Examine each line of the data, and copy the ones containing "opened".

Dataset entries
-- Opening Marker --

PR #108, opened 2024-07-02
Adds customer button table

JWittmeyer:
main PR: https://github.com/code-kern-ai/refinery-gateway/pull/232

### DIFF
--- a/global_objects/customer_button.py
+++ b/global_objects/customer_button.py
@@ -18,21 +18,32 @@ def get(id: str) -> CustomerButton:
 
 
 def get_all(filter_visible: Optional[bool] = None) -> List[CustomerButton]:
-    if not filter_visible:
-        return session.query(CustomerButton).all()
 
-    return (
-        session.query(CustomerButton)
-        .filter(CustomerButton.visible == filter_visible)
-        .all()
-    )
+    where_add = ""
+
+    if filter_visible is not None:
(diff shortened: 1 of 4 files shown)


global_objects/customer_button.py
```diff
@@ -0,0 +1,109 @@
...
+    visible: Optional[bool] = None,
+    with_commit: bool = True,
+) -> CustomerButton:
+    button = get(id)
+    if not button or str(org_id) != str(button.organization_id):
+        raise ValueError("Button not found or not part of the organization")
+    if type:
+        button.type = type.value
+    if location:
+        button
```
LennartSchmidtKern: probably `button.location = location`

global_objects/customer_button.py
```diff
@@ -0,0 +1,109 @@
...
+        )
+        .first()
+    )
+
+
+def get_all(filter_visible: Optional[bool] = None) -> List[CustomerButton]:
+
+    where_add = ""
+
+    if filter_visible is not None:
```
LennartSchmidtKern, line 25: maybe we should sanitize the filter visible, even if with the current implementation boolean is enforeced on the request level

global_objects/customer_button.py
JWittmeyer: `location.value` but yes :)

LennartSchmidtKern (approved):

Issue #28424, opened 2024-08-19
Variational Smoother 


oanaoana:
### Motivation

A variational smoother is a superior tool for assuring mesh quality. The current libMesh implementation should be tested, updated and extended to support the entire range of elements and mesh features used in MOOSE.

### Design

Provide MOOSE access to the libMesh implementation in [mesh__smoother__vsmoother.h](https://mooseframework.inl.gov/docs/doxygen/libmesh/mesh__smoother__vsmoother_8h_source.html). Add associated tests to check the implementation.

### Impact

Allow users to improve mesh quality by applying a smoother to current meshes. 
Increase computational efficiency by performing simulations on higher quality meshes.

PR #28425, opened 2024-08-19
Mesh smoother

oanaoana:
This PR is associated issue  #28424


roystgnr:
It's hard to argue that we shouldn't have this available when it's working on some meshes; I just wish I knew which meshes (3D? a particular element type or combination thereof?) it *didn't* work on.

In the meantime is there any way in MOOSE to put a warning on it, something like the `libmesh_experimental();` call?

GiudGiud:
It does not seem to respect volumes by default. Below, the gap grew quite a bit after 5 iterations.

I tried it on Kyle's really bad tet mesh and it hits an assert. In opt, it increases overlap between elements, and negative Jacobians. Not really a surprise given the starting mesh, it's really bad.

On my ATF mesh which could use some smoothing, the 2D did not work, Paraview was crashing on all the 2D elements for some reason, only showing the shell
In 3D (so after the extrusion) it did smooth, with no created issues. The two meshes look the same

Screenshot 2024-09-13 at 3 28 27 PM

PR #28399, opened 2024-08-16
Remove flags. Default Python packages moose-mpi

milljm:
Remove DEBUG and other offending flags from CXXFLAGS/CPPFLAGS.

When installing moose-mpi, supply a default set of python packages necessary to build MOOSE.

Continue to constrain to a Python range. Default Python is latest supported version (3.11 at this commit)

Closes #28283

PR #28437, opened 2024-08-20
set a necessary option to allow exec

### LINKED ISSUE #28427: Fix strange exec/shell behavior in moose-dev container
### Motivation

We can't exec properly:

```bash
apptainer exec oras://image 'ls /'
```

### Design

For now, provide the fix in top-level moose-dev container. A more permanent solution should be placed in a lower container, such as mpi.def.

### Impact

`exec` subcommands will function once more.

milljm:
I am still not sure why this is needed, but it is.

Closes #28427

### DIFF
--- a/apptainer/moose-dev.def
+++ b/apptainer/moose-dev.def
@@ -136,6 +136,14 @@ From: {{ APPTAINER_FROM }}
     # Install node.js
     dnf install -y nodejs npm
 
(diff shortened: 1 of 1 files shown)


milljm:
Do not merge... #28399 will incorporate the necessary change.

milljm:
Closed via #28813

-- Closing Marker --

◆ RESULT FOR THIS TASK ◆
PR #108, opened 2024-07-02
Issue #28424, opened 2024-08-19
PR #28425, opened 2024-08-19
PR #28399, opened 2024-08-16
PR #28437, opened 2024-08-20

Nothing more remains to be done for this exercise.